If it happens, Heather Boushey, the author of a recent history of the American economy, “Unbound,” says it could be the most significant improvement in economic statistics in decades.
It would also be part of a broader shift. The Federal Reserve created its own distributional accounts recently, to offer more detailed data on wealth. And Australia and the Netherlands have both begun releasing distributional G.D.P. numbers.
The economist who oversaw the first version of G.D.P. in the United States — Simon Kuznets, a future Nobel Prize winner — probably would have been in favor of these developments. Kuznets cautioned that people should not confuse the economy’s total output with economic well-being. “Economic welfare,” he wrote in 1934, “cannot be adequately measured unless the personal distribution of income is known.”
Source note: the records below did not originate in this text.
Issue #5824, opened 2019-11-28
Use of quarkus-agroal with GCP CloudSql


jtama-op:
**Description**
As of now using quarkus-agroal to connect with GCP is possible but nor documented or trivial.

**Implementation ideas**
First option is to add com.google.cloud.sql:postgres-socket-factory or com.google.cloud.sql:mysql-socket-factory to the application dependencies and configuring datasource as follow : 
```properties
jdbc:postgresql:///<DB_NAME>?socketFactory=com.google.cloud.sql.postgres.SocketFactory&cloudSqlInstance=<CLOUD_SQL_INSTANCE>
```

Second option would be to add a dedicated options such as use-cloud-sql and cloud-sql-instance to  delegate the url forging to the `io.quarkus.agroal.runtime.AbstractDataSourceProducer` class. 
I don't know if we could arrange some kind of optional maven dependency to the google socket factory jar, to prevent loading unneeded jar.

I tried using both options. You can check the code for agroal extension here (https://github.com/jtama-op/quarkus/commit/eb27113c050b2c98a0ef046a84d366484adf6e21) (though it won't package due to `Dependency convergence error for com.google.http-client:google-http-client-jackson2:1.30.1`)

Anyway documenting this would be great as quarkus is great tool for deploying apps on Cloud and GCP beeing one of the top 3 provider.

gsmet:
@jtama-op would you be up for it?

It would be nice to have a guide similar to https://quarkus.io/guides/deploying-to-azure-cloud with all the possible GCP-related issues.

The sources are there: https://github.com/quarkusio/quarkus/tree/master/docs/src/main/asciidoc .

It doesn't need to be a big one, we can start to collect the solutions for the issues you solved.

jtama-op:
Ok. Should I create a dedicated branch With documentation only ? Or do I add it to my master where there is also my code to modify the extension?

gsmet:
Maybe create a PR with all you have and we can discuss from there what is better?

jtama-op:
Please check https://github.com/quarkusio/quarkus/pull/5901 as a base for discussion

PR #5901, opened 2019-12-02
Use of quarkus-agroal with GCP CloudSQL

jtama:
This pull request contains code to ease the use of GCP CloudSQL as well as documentation to use it without any code amendments.


extensions/agroal/runtime/src/main/java/io/quarkus/agroal/runtime/DataSourceRuntimeConfig.java
```diff
@@ -130,4 +130,16 @@
...
+     * When enabled jdbc url will be forged to enable google socket factory
+     */
+    @ConfigItem(defaultValue = "false")
+    public boolean useGcp;
+
+    /**
+     * Query executed to validate a connection.
+     */
+    @ConfigItem
+    public Optional<String> cloudSqlInstance;
```
Sanne: isn't this replicating the `validationQuerySql` property ?

extensions/agroal/runtime/src/main/java/io/quarkus/agroal/runtime/DataSourceRuntimeConfig.java
```diff
@@ -130,4 +130,16 @@
      */
     @ConfigItem
     public Optional<String> validationQuerySql;
+
+    /**
+     * When enabled jdbc url will be forged to enable google socket factory
+     */
+    @ConfigItem(defaultValue = "false")
+    public boolean useGcp;
```
Sanne: Just wondering, would it be possible to automate this in any way?

Would be great if we could detect it's being run on GCP and not need such a configuration flag

Sanne (changes requested):

Sanne:
hey, many thanks for proposing this. It's exciting to see more support for CGP!

I hope you could help me figure out if we can make it really easy and slick to run on GCP, so without needing any additional configuration flags? Please see my review comments for details.

It would also be great as to not have configuration properties which only apply to a single cloud.

docs/src/main/asciidoc/deploying-to-google-cloud.adoc
```diff
@@ -0,0 +1,109 @@
...
+This guide covers:
+
+* Connecting to a CloudSQL postgresql instance with quarkus-agroal and service account using CloudRun
+
+== Prerequisites
+
+For this guide you need:
+
+* roughly 1 hour
+* having access to an Google cloud plateform project with owner rights.
```
Sanne: a typo : s/plateform/platform/

extensions/agroal/runtime/src/main/java/io/quarkus/agroal/runtime/DataSourceRuntimeConfig.java
jtama-op: we can detect we are running on GCP by connecting to the `metadata.google.internal` as followed : 
```java 
try {
        Socket socket = new Socket("meta.google.internal", 80);
        System.out.println("Running in GCP!!");
    } catch (IOException e) {
        e.printStackTrace();
    }
```

But as stated in the [Deploying to google cloud documentation](docs/src/main/asciidoc/deploying-to-google-cloud.adoc), connecting with service account is just an option. I don't think Quarkus should force it. We could combine this detection and the presence of the cloudSqlInstance property to automate this.

Again as stated in the https://github.com/quarkusio/quarkus/issues/5824, for it to work as is, we would need to add a dependency to `com.google.cloud.sql:postgres-socket-factory:1.0.15` and/or `com.google.cloud.sql:mysql-socket-factory-connector-j-8:1.0.15` plus dependencies to the corresponding drivers.

As of now it is not possible as maven-enforcer-plugin will fail the build.

Alternatively, we could delegate the responsibility to the applications using the quarkus-agroal extension.

jtama-op:
Links to #5824

docs/src/main/asciidoc/deploying-to-google-cloud.adoc
jtama-op: Done

extensions/agroal/runtime/src/main/java/io/quarkus/agroal/runtime/DataSourceRuntimeConfig.java
jtama-op: Nope, this property value will end up in the jdbc url and will be used by the `SocketFactory` to provide access to the CloudSQL instance.

extensions/agroal/runtime/src/main/java/io/quarkus/agroal/runtime/DataSourceRuntimeConfig.java
jtama-op: I have removed postgres and postgres-socket-factory so that the build doesn't fail.

Again we could force the use of service account, but it would be making decisions instead of letting developper choose their connection mode

jtama-op:
Hi,
@Sanne I am not sure about the merge request process, do I need to do something more ?

Mihai-B:
After this is merged, in what version will it be available ?

extensions/agroal/runtime/src/main/java/io/quarkus/agroal/runtime/AbstractDataSourceProducer.java
```diff
@@ -195,6 +196,21 @@ public boolean isValid(Connection connection) {
...
+        // CloudSQL config
+        if (dataSourceRuntimeConfig.useGcp) {
+            disableSslSupport();
+            String cloudSqlInstance = dataSourceRuntimeConfig.cloudSqlInstance.orElseThrow(
+                    () -> new RuntimeException("Cloud sql instance property is mandatory to use Gcp Cloudsql"));
+            if (cloudSqlInstance.split(":").length != 3) {
+                throw new RuntimeException("Cloud sql instance should match the pattern project-id:zone:cloudSqlInstance");
+            }
+            agroalConnectionFactoryConfigurationSupplier.jdbcUrl(
+                    MessageFormat.format("{0}?socketFactory=com.google.cloud.sql.postgres.SocketFactory&cloudSqlInstance={1}"
```
Mihai-B: The socketFactory is bound to postgres driver and if you would like to use a different driver is not possible with current implementation. Is it possible to make this configurable from a property as well ?

jtama-op: Currently there are only two supported SGBD postgres and mysql, but yes I should make this configurable.

Mihai-B: But I think @Sanne is correct, this implementation is very GCP integrated. maybe we should switch a little bit the way we make the implementation for this.

I think the easiest way is to use the `agroalConnectionFactoryConfigurationSupplier.jdbcProperty(<property_name>, <value>)` method

extensions/agroal/runtime/src/main/java/io/quarkus/agroal/runtime/DataSourceRuntimeConfig.java
```diff
@@ -130,4 +130,16 @@
...
+
+    /**
+     * Query executed to validate a connection.
```
Mihai-B: I think the message here is wrong

extensions/agroal/runtime/src/main/java/io/quarkus/agroal/runtime/AbstractDataSourceProducer.java
```diff
@@ -195,6 +196,20 @@ public boolean isValid(Connection connection) {
...
+        // CloudSQL config
+        if (dataSourceRuntimeConfig.useGcp) {
+            disableSslSupport();
+            String cloudSqlInstance = dataSourceRuntimeConfig.cloudSqlInstance.orElseThrow(
+                    () -> new RuntimeException("Cloud sql instance property is mandatory to use Gcp Cloudsql"));
+            if (cloudSqlInstance.split(":").length != 3) {
+                throw new RuntimeException("Cloud sql instance should match the pattern project-id:zone:cloudSqlInstance");
+            }
+            agroalConnectionFactoryConfigurationSupplier.jdbcUrl(
+                    MessageFormat.format("{0}?socketFactory=com.google.cloud.sql.postgres.SocketFactory&cloudSqlInstance={1}",
```
Mihai-B: Maybe we should use the `agroalConnectionFactoryConfigurationSupplier.jdbcProperty(<property_name>, <value>) ` method here ?

Mihai-B (commented):
just added some ideas

extensions/agroal/runtime/src/main/java/io/quarkus/agroal/runtime/AbstractDataSourceProducer.java
jtama-op: I tried this but it didn't worked. I will re-take a loot at it. 

In fact I think I should create a separate extension for gcp sql datasources.

extensions/agroal/runtime/src/main/java/io/quarkus/agroal/runtime/DataSourceRuntimeConfig.java
jtama-op: You are right I will change this

extensions/agroal/runtime/src/main/java/io/quarkus/agroal/runtime/AbstractDataSourceProducer.java
jtama-op: I don't think it works

extensions/agroal/runtime/src/main/java/io/quarkus/agroal/runtime/AbstractDataSourceProducer.java
Mihai-B: Can you check: https://github.com/quarkusio/quarkus/pull/6634 ?

jtama-op: I think it won't work (i tried this already)

gsmet:
This PR is invalid and contains a lot of unrelated commits.

Closing. Please open a new PR to pursue this.

PR #5912, opened 2019-12-02
Vertx Graphql test enhancement for websocket based connections

cristianonicolai:


gsmet:
Could you explain what problem you're trying to solve?

It's not exactly obvious from the diff :).

cristianonicolai:
@gsmet the initial test just verifies that a connection can be established, with this change I'm actually sending a graphql query and getting a response back... so a small enhancement to make sure there is nothing else missing in handling graphql protocol over websocket.

gsmet (approved):

gsmet:
OK, thanks for the explanation, let's merge it!

PR #5914, opened 2019-12-03
Do not use latest in the Dockerfile.jvm

cescoffier:
Avoid issues such as https://github.com/quarkusio/quarkus/issues/5848

### DIFF
--- a/devtools/platform-descriptor-json/src/main/resources/templates/dockerfile-jvm.ftl
+++ b/devtools/platform-descriptor-json/src/main/resources/templates/dockerfile-jvm.ftl
@@ -14,7 +14,7 @@
 # docker run -i --rm -p 8080:8080 quarkus/${project_artifactId}-jvm
 #
 ###
-FROM fabric8/java-alpine-openjdk8-jre
+FROM fabric8/java-alpine-openjdk8-jre:1.6.5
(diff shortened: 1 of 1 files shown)


geoand (approved):
Of course yes for anything that doesn't use `latest`!

gsmet:
How will we deal with security updates to the image?

geoand:
We'll probably have to check it periodically

cescoffier:
Yes, we will have to check periodically.

With `latest` security updates are not covered either as you get the `latest` from the initial pull, and then you need to pull again explicitly.

jaikiran:
I was under the impression that `latest` would mean that docker, during the build process, would fetch any changes as compared to any previously locally downloaded image. Apparently not. Looks like `--pull` needs to be explicitly passed to `docker build` for that to work https://github.com/moby/moby/pull/9281, which would mean updating our docs to show the usage of this option. But then that's not enforcable in any way. So I think sticking to a specific version and then regularly updating that version in our `Dockerfile` is the better way to go about it.

geoand:
Yes, `latest` causes way to many problems and in my experience should avoided like the plague! 
The even worse thing is that you usually have no idea what went wrong since PRs or examples failing for no apparent reason.

gastaldi (approved):

PR #5916, opened 2019-12-03
Format profile - activeByDefault removal, keeping just no-format property

rsvoboda:
Format profile - `activeByDefault` removal, keeping just `no-format` property.

`activeByDefault` behavior already achieved by default via `!no-format` activation property.

### DIFF
--- a/build-parent/pom.xml
+++ b/build-parent/pom.xml
@@ -369,7 +369,6 @@
         <profile>
             <id>format</id>
             <activation>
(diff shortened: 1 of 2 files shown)


gsmet:
While I agree it's redundant, it doesn't hurt to be over clear IMHO so I would prefer keeping it that way.

Thanks anyway.

rsvoboda:
ok, np at all :)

The failure of G.D.P. to include distribution didn’t matter much in the decades after World War II, because economic growth was remarkably inclusive. If anything, the middle class and poor received raises that outpaced economic growth (as you can see in the chart above).
In the mid-1970s, and especially the 1980s, however, the situation changed. The income flowing to everyone but the affluent began to trail economic growth — by a lot.
Why? Labor unions shrank, giving workers less bargaining power. Business executives and investors decided to maximize corporate profits, regardless of the societal effects. The government became more passive about regulating big business. Government also scrimped on investments that create good-paying jobs, like education. And taxes fell much more for the rich than they did for everyone else.
Some academic economists and government agencies publish statistics that describe these trends, of course. But they don’t have the same authority — and don’t always have the same rigor — as G.D.P. That’s why fixing our broken G.D.P. numbers would be a step toward creating an economy that works for most Americans.